PR #4258, opened 2022-08-10
Fix integration test of retrieve slurm nodes

chenwany:
Fix test fast capacity tests and queue parameters update tests for node states assertion failure

### Description of changes

### Tests

### References

### Checklist


tests/integration-tests/tests/common/schedulers_common.py
```diff
@@ -382,13 +382,15 @@ def assert_job_state(self, job_id, expected_state):  # noqa: D102
...
+    def get_compute_nodes(self, filter_by_partition=None, all_nodes=None):  # noqa: D102
         command = "sinfo --Node --noheader --responding"
         if filter_by_partition:
             command += " --partition {}".format(filter_by_partition)
         # Print first and fourth columns to get nodename and state only (default partition contains *)
         # Filter out nodes that are not responding or in power saving states
-        command += " | awk '{print $1, $4}' | grep -v '[*#~%]' | awk '{print $1}'"
+        command += (
+            " | awk '{print $1, $4}' | grep -v '[*#~%]' | awk '{print $1}'" if not all_nodes else " | awk '{print $1}'"
+        )
```
jdeamicis: I believe we should also move the `--responding` flag to the if condition in line 392: otherwise the case with `all_nodes` will still miss the non-responding nodes.

Out of scope: we should rewrite this whole method (by default this implementation doesn't return all nodes in a cluster, only the responding ones, and I am afraid this is not consistent with the definition in the parent class).

tests/integration-tests/tests/common/schedulers_common.py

--

▶ **Required action**
Print the data above exactly.

▶ **Answer below**
PR #4258, opened 2022-08-10
Fix integration test of retrieve slurm nodes

chenwany:
Fix test fast capacity tests and queue parameters update tests for node states assertion failure

### Description of changes

### Tests

### References

### Checklist


tests/integration-tests/tests/common/schedulers_common.py
```diff
@@ -382,13 +382,15 @@ def assert_job_state(self, job_id, expected_state):  # noqa: D102
...
+    def get_compute_nodes(self, filter_by_partition=None, all_nodes=None):  # noqa: D102
         command = "sinfo --Node --noheader --responding"
         if filter_by_partition:
             command += " --partition {}".format(filter_by_partition)
         # Print first and fourth columns to get nodename and state only (default partition contains *)
         # Filter out nodes that are not responding or in power saving states
-        command += " | awk '{print $1, $4}' | grep -v '[*#~%]' | awk '{print $1}'"
+        command += (
+            " | awk '{print $1, $4}' | grep -v '[*#~%]' | awk '{print $1}'" if not all_nodes else " | awk '{print $1}'"
+        )
```
jdeamicis: I believe we should also move the `--responding` flag to the if condition in line 392: otherwise the case with `all_nodes` will still miss the non-responding nodes.

Out of scope: we should rewrite this whole method (by default this implementation doesn't return all nodes in a cluster, only the responding ones, and I am afraid this is not consistent with the definition in the parent class).

tests/integration-tests/tests/common/schedulers_common.py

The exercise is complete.